Task details
Write out every entry once more, character for character.

Exercise data

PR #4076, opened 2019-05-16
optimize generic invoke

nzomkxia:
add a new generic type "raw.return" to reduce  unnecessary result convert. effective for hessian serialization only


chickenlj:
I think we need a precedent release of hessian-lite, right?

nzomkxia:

Reply
PR #4076, opened 2019-05-16
optimize generic invoke

nzomkxia:
add a new generic type "raw.return" to reduce  unnecessary result convert. effective for hessian serialization only


chickenlj:
I think we need a precedent release of hessian-lite, right?

nzomkxia:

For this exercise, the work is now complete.